#### [Stored items]

=-=-=-=-=

PR #265, opened 2022-10-03
Handle robots in here

elia:
Moving the changes to `robots.txt` from the solidus installer to here.

## Description

This was previously added by `solidus:install` but having to do with frontend routes it's better to handle it here.

The fact that `solidus:install` will keep appending these lines is not an issue as Thor's behavior won't append anything if it's already there.

## Motivation and Context

Those robots routes are coming from the frontend, if the frontend changes we should update them accordingly and it's better to do it from here.

## Types of changes

## Checklist:

### DIFF
--- a/template.rb
+++ b/template.rb
@@ -189,6 +189,17 @@ with_log['installing routes'] do
     get '/cart_link', to: 'store#cart_link', as: :cart_link
 
   RUBY
+
+  append_file "public/robots.txt", <<-ROBOTS.strip_heredoc
+    User-agent: *
+    Disallow: /checkout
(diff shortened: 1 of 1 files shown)


waiting-for-dev (approved):
Thanks!!

kennyadsl (approved):
Same as https://github.com/solidusio/solidus_frontend/pull/17#pullrequestreview-1128548817

elia:
@kennyadsl sent a reply there, meanwhile I'm merging this one, for solidus_frontend I don't have the power to do that

PR #266, opened 2022-10-04
Remove Empty Cart feature

gsmendoza:
Goal
----

As a maintainer of SolidusStarterFrontend
I want to remove the Empty Cart function
So that we won't have to maintain a secondary function that's not critical to the app
And we won't have to keep the custom route for that function

Background
----------

This is part of an epic to make the order and checkout routes more resourceful. 

This will be the planned outcome of that epic:

image

This is a 15 minute video explaining the epic: https://www.loom.com/share/c384938b2d224ebfaff03b0f0cf2d311. 

Note that this was recorded before we decided to remove the Empty Cart feature function altogether.

## Types of changes

## Checklist:

### DIFF
--- a/templates/app/assets/stylesheets/components/cart/_cart_secondary_actions.scss
+++ b/templates/app/assets/stylesheets/components/cart/_cart_secondary_actions.scss
@@ -19,7 +19,6 @@
     }
 
     &::after {
-      content: "or";
       margin-right: .5rem;
     }
 
--- a/template.rb
+++ b/template.rb
@@ -180,7 +180,6 @@ with_log['installing routes'] do
 
     get '/cart', to: 'orders#edit', as: :cart
     patch '/cart', to: 'orders#update', as: :update_cart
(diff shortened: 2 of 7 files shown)


templates/app/assets/stylesheets/components/cart/_cart_secondary_actions.scss
```diff
@@ -19,7 +19,6 @@
     }
 
     &::after {
-      content: "or";
```
kennyadsl, line 22: Maybe we can remove the whole `&::after`?

kennyadsl (approved):

waiting-for-dev:
Sorry, I think I missed that conversation. But why do we want to remove the empty cart feature? It looks like something that every store will need out there.

gsmendoza:
As discussed with @waiting-for-dev and @kennyadsl , we'll keep the `empty` action for now.

PR #269, opened 2022-10-07
Extract CartsController from OrdersController

gsmendoza:
## Goal

As a SolidusStarterFrontend user
I want to cart-related actions to be extracted from OrdersController to CartsController
So that it would be easier to follow the order checkout flow from cart to completion

## Background

This is part of an epic to refactor the order and checkout-related controller. Please see https://docs.google.com/spreadsheets/d/1mV2d4H4Ak9kEvc2bxKUpAv4hiz7FwTUE2t-SfOF7g8E/edit?usp=sharing for the list of changes.

## Types of changes

## Checklist:

- ~[ ] My code follows the code style of this project.~


templates/spec/requests/carts_spec.rb
```diff
@@ -11,29 +11,18 @@
...
 
       it 'renders the cart' do
-        get edit_order_path(order.number)
+        get edit_cart_path
 
         expect(flash[:error]).to be_nil
         expect(response).to be_ok
       end
-
-      context 'when another order number than the current_order' do
```
gsmendoza, line 20: I removed this spec because we don't use the orders/edit path to edit the cart.

templates/spec/requests/carts_spec.rb
```diff
@@ -55,32 +44,23 @@
...
         expect do
-          put order_path(order.number), params: { checkout: true }
+          patch cart_path, params: { checkout: true }
         end.to change { order.reload.state }.from('cart').to('address')
 
         expect(response).to redirect_to checkout_state_path('address')
       end
     end
-
-    context 'when order is not present' do
```
gsmendoza, line 76: I removed this spec because we don't use the `PUT order/` route to update the cart.

templates/app/controllers/orders_controller.rb
```diff
@@ -6,80 +6,19 @@ class OrdersController < StoreController
...
-      @order.empty!
-    end
-
-    redirect_to cart_path
-  end
+  private
 
   def accurate_title
-    if @order && @order.completed?
-      t('spree.order_number', number: @order.number)
```
gsmendoza, line 58: The new OrdersController only has the `show` action, so we can be sure that the order exists and has been completed.

templates/app/controllers/carts_controller.rb
```diff
@@ -0,0 +1,77 @@
...
+      @order.empty!
+    end
+
+    redirect_to edit_cart_path
+  end
+
+  private
+
+  def accurate_title
+    t('spree.shopping_cart')
```
gsmendoza, line 54: I removed the conditional when I copied `accurate_title` method from OrdersController to CartsController.

kennyadsl (approved):
Thanks @gsmendoza!

PR #277, opened 2022-11-04
Fix bundle env command being called on BundlerContext instead of Bundler

elia:
## Description

Since we're not testing the template when authentication is not installed this didn't came up in the CI.

This is a fixup of https://github.com/solidusio/solidus_starter_frontend/pull/276.

Thanks again to @stefano-sarioli for reporting this 🙌

## Motivation and Context

image

## Types of changes

## Checklist:

### DIFF
--- a/bin/sandbox
+++ b/bin/sandbox
@@ -93,13 +93,9 @@ bundle install --gemfile Gemfile
 
 bundle exec rake db:drop db:create
 
-bundle exec rails generate solidus:install \
-  --auto-accept \
-  --enforce_available_locales=true \
-  --frontend=none \
-  $@
-
-bundle exec rails app:template LOCATION="$PWD/../template.rb"
+export FRONTEND="$PWD/../template.rb"
+cp "$PWD/../solidus_3_2_patch.rb" config/initializers/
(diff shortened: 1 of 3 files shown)


kennyadsl (approved):
👍 for this temporary workaround. I hope we can enable the installer specs on Solidus Core v3.2 and remove the double auth_devise entry in the Gemfile. In the meantime, at least this allows having Solidus installed. Thanks for jumping on this @elia

waiting-for-dev:
For the record, that's what we discussed changing after this hotfix:

- Porting the `bin/sandbox` cleanup to `main`.
- Moving the patch on `Solidus::InstallGenerator::InstallFrontend` to Solidus v3.2.
- Revert https://github.com/solidusio/solidus/commit/3b7ec0afa13b131cd1e4b2dc6c7516fd36e1ed78. Leave SSF v3.2 without the responsibility to install solidus_auth_devise so we can remove the check on the Gemfile. Alternatively, update the installer on v3.2 to try to install solidus_auth_devise after the frontend.
- Release a new patch version for Solidus v3.2 to be consumed from here.

PR #279, opened 2022-11-11
Miscellaneous fixes

elia:
## Description

This is an extraction from https://github.com/solidusio/solidus_starter_frontend/pull/278 of things not strictly related to supporting solidus_paypal_commerce_platform and are of general utility.

## How Has This Been Tested?

CI

## Types of changes

## Checklist:


bin/rake
```diff
@@ -0,0 +1,29 @@
+#!/usr/bin/env ruby
```
gsmendoza, line 1: Duplicate "standard" in "Add standard standard rake tasks and bin/setup" commit message.

template.rb
```diff
@@ -69,14 +69,23 @@
   gem 'truncate_html'
   gem 'view_component', '~> 2.46'
 
+  gem_group :test do
+    # Include the system tests gem generated by Rails on new installs with
+    # minitest, since many apps will be generated passing `--skip-test` we
+    # need to support both scenarios.
```
gsmendoza, line 75: Can you elaborate on this comment? It mentions several things (system tests gem, minitest, `skip-test`, "both scenarios"), but I don't understand how they relate with capybara and the other test gems below.

gsmendoza (changes requested):

Rakefile
```diff
@@ -0,0 +1,10 @@
+require 'rake/clean'
```
waiting-for-dev, line 1: For context, how did you generate these files?

bin/sandbox
```diff
@@ -24,12 +24,6 @@ case "${DB}" in
     ;;
 esac
 
-if [[ -n "${SOLIDUS_BRANCH}" ]]; then
```
waiting-for-dev, line 27: Could we add more information to the message of this commit? I think we're doing several things here:

- Installing after solidus
- Cleaning unneeded gems
- Acknowledging that solidus_starter_frontend's main branch only works for solidus master branch

waiting-for-dev: Ideally, we should split it in different commits, but a better explanation can be enough 🙂

templates/spec/support/solidus_starter_frontend/capybara.rb
```diff
@@ -2,40 +2,16 @@
...
-end
 
 RSpec.configure do |config|
   config.before(:each, type: :system) do
     driven_by((ENV['CAPYBARA_DRIVER'] || :rack_test).to_sym)
   end
 
   config.before(:each, type: :system, js: true) do
-    driven_by((ENV['CAPYBARA_JS_DRIVER'] || :apparition).to_sym)
+    driven_by((ENV['CAPYBARA_JS_DRIVER'] || :selenium_chrome_headless).to_sym)
```
waiting-for-dev, line 15: I'm ok removing apparition, but I'm afraid we're also losing docker support for tests here. Did you check if that's still working?

waiting-for-dev (changes requested):
Thanks, @elia. I'd left some considerations.

template.rb
elia: I'm replacing it with:

```
    # We need to add capybara along with a javascript driver to support the provided system specs,
    # `rails new` will add the following gems for system tests unless `--skip-test` is provided.
    # We want to stick with them but we can't be sure about how the app was generated, so we'll
    # add them only if they're not already in the Gemfile.
```

hope it makes more sense, but basically you'll get those three gems in your pristine `rails new` gemfile depending on which flags you provided. We also want them as they're the default for rails testing but we need to take into account that they might be already there.

Rakefile
elia: I created it manually, the `with_unbundled_env` part by trial and error.

In case you were interested specifically in `rake/clean`, this is standard Rake, and it provides the `clobber` task borrowing the term from `make`, see [Clobbering - Wikipedia](https://en.wikipedia.org/wiki/Clobbering)
https://en.wikipedia.org/wiki/Clobbering

template.rb
```diff
@@ -69,14 +69,24 @@
   gem 'truncate_html'
   gem 'view_component', '~> 2.46'
 
+  gem_group :test do
+    # We need to add capybara along with a javascript driver to support the provided system specs,
```
gsmendoza, line 73:
```suggestion
    # We need to add capybara along with a javascript driver to support the provided system specs.
```

Period instead of comma?

gsmendoza (changes requested):

template.rb
elia: Period is fine 👍 (pushed)

templates/spec/support/solidus_starter_frontend/capybara.rb
waiting-for-dev: Yeah, I think it's better to fix Docker on another PR. But let's rebase this one on top of the other (or wait until it's merged and rebase from main). I want to be sure that we're not breaking tests on Docker here, as I'm quite confident that removing the custom options will break it.

I've created the PR to fix Docker to speed up things and not block you. Please, could you check that https://github.com/solidusio/solidus_starter_frontend/pull/280 works for you? 🙏 I've cherry-picked your commit installing default-mysql-client, and I've also added libvips to the image. However, I can't reproduce your issue with nokogiri.

bin/sandbox
waiting-for-dev: Thanks!

template.rb
```diff
@@ -69,14 +69,24 @@
...
   gem 'view_component', '~> 2.46'
 
+  gem_group :test do
+    # We need to add capybara along with a javascript driver to support the provided system specs.
+    # `rails new` will add the following gems for system tests unless `--skip-test` is provided.
+    # We want to stick with them but we can't be sure about how the app was generated, so we'll
+    # add them only if they're not already in the Gemfile.
+    gem "capybara" unless Bundler.locked_gems.dependencies['capybara']
+    gem "selenium-webdriver" unless Bundler.locked_gems.dependencies['selenium-webdriver']
+    gem "webdrivers" unless Bundler.locked_gems.dependencies['webdrivers']
```
waiting-for-dev, line 79: I'd love to get rid of this hack, as that's something that end users will see. On top of that, I've experienced `Bundler.locked_gems` to be very slow sometimes.

What about modifying our spec helper with something like this for each case?

```ruby
begin
  require 'capybara'
rescue LoadError
  raise "SSF needs capybara to be available for.... Please add it to the the `:test` group in your Gemfile"
end
```

waiting-for-dev, line 79: I'd love to get rid of this hack, as that's something that end users will see. On top of that, I've experienced `Bundler.locked_gems` to be very slow sometimes.

What about modifying our spec helper with something like this for each case?

```ruby
begin
  require 'capybara'
rescue LoadError
  raise "SSF needs capybara to be available for.... Please add it to the the `:test` group in your Gemfile"
end
```

waiting-for-dev (changes requested):

templates/app/views/products/_product_info.html.erb
```diff
@@ -1,6 +1,6 @@
 <div class="product-page__description">
   <h2 class="product-description__title">
-    <%= t('description') %>
+    <%= t('spree.description') %>
```
waiting-for-dev, line 3: Awesome! I saw there were some warnings because of that while running tests ❤️

template.rb
elia: > I'd love to get rid of this hack, as that's something that end users will see.

This won't be seen by the user, as it's happening in the app-template, that `gem` DSL is not the same as the one we have in a Gemfile. The slowness probably happens when the lock is not there already and needs to be generated (just guessing).

The proposed solution could work but given we're not dirtying anything in the user Gemfile I would consider a better experience for everything to be working out of the box (at least for the most beaten paths).

waiting-for-dev: Oh, yeah, sorry, I got confused. Yeah, if that doesn't pollute the user's Gemfile, that's the best solution 👍 Sorry for the noise.

elia (commented):
@waiting-for-dev you think we can merge this and possibly fix the docker development env in a separate PR?

waiting-for-dev:
Hey @elia, I'm ok as long as we keep the custom options for the driver, although I'm ok getting rid of apparition. We need to fix Docker on ARM, but if we merge the as it is now we'll be introducing a regression for x86. At a later stage, we can also try to remove those custom options if we find a way. Does it make sense?

templates/spec/support/solidus_starter_frontend/capybara.rb
```diff
@@ -2,40 +2,31 @@
...
   end
 end
+
+# Taken from capybara's own chrome-headless driver with added
+# `opts.add_argument('--disable-featues=VizDisplayCompositor')`.
+Capybara.register_driver :solidus_starter_frontend_docker_chrome_headless do |app|
+  options_key = Capybara::Selenium::Driver::CAPS_VERSION.satisfied_by?(version) ? :capabilities : :options
```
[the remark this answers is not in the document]
elia: Sorry, I missed one line while copy/pasting from capybara, now should be fixed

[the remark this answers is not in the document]
elia: It seems to be working fine, I also added bin/rspec so it's easier to run failed specs from the rspec output

waiting-for-dev (approved):
We finally got rid of the apparition driver but kept the custom option so that Docker is not broken on x86. Fixing Docker for ARM is still pending.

=-=-=-=-=

#### [ABOUT THIS EXERCISE]
Which lines in the records above contain the word "sandbox"? Return each of them.

#### [COMPLETED TASK]
--- a/bin/sandbox
+++ b/bin/sandbox
- Porting the `bin/sandbox` cleanup to `main`.
bin/sandbox
bin/sandbox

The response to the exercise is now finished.